* [TASK]:
Scan the lines below for "content" and copy the matches.

* [GIVEN RECORDS]:
PR #1101, opened 2022-04-05
Fix view_component deprecation warning

Tonkpils:
Requiring `view_component/engine` was deprecated in `view_component` version 2.46.0 https://github.com/github/view_component/commit/d24b26ae2697685e930d863839d7f8834b9ca4a3

Requiring `view_component` will automatically load the engine when in the correct context.

I'm also wondering if we should `require "view_component"` inside `primer/view_components/engine` so that we don't have to require `view_component` explicitly from apps using `primer/view_component/engine`?

### DIFF
--- a/CHANGELOG.md
+++ b/CHANGELOG.md
@@ -36,6 +36,12 @@ The category for changes related to documentation, testing and tooling. Also, fo
 
   _Sam Morrow_
 
+### Misc
+
+- Update documentation to reflect deprecation of `require "view_component/engine"`
+
+  _Leo Correa_
+
 ## 0.0.71
 
 ### Updates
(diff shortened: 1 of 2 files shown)


camertron:
Hey @Tonkpils, thanks for this! LOL we should have done this a while ago 😅 

I do think it makes sense to `require "view_component"` inside primer/view_components/engine, and I would gladly accept a PR that makes the change. For now, I'll approve this one though.

camertron (approved):

camertron:
Oh I forgot to mention: would you mind adding a CHANGELOG entry?

Tonkpils:
👍  @camertron I've added the changelog change. I'll also work on a PR to require `view_components` inside the engine and make the change to the docs again to reflect that 😄

Issue #1106, opened 2022-04-08
LinkComponent adding extraneous whitespace


SamMorrowDrums:
Hi, I just wanted to mention that the `Primer::LinkComponent` appears to add spaces automatically, which is often desirable, or a no-op depending on where it is in the markup. However, there is no way to remove them which means that in order to use a period/full-stop at the end of a sentence, you are forced to directly use an `<a>` tag manually.

As a concrete example, these were both ViewComponents, however the latter I had to convert into an anchor tag because otherwise I couldn't end the sentence without `Privacy Policy .` rendering with the extra space.

So:

```erb
<%= render(Primer::LinkComponent.new(href: "#")) { "Terms of Use" } %> and
<a href="/copilot/signup#privacy-placeholder">Privacy Policy</a>.
```

Renders `Terms of use and Privacy Policy.` and:

 ```erb
<%= render(Primer::LinkComponent.new(href: "#")) { "Terms of Use" } %> and
<%= render(Primer::LinkComponent.new(href: "#")) { "Privacy Policy" } %>.
```

Renders `Terms of use and Privacy Policy .` for me. I looked and I can see `<a> text </a>` rather than `<a>text</a>` which I believe is because [the erb](https://github.com/primer/view_components/blob/main/app/components/primer/link_component.erb) does this:

```
<%= render Primer::BaseComponent.new(**@system_arguments) do %>
  <%= content %>
  <%= tooltip %>
<% end %>
```
And I think unfortunately to actually behave correctly it might need to look like this:

```
<%= render Primer::BaseComponent.new(**@system_arguments) do %><%= content %><%= tooltip %><% end %>
```

guo-chris:
👋 Hi, I think this is still an issue. I have a couple places ([issue](https://github.com/github/c2c-actions-experience/issues/6071); usages in github/github code [1](https://github.com/github/github/blob/e9bc4e88cbb57d761387d2cc4bab836909cb9442/app/components/actions/workflow_runs/old_attempt_banner_component.html.erb#L3-L6), [2](https://github.com/github/github/blob/e9bc4e88cbb57d761387d2cc4bab836909cb9442/app/views/checks/_checks_header.html.erb#L20-L23)) where I am seeing this regression in prod and can still reproduce it locally even with this fix. I've tried poking around at it and I'm not able to figure out what's wrong, so I'd appreciate any help with this. 

[...]

PR #1107, opened 2022-04-08
bugfix: ensure that no whitespace is added inside LinkComponent

SamMorrowDrums:
Closes https://github.com/primer/view_components/issues/1106

Ensure that there is a test to catch extra whitespace, and change the `.erb` file so that it adds no whitespace.


jonrohan (approved):
thanks!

* [RESULT FOR THIS EXERCISE]:
  <%= content %>
<%= render Primer::BaseComponent.new(**@system_arguments) do %><%= content %><%= tooltip %><% end %>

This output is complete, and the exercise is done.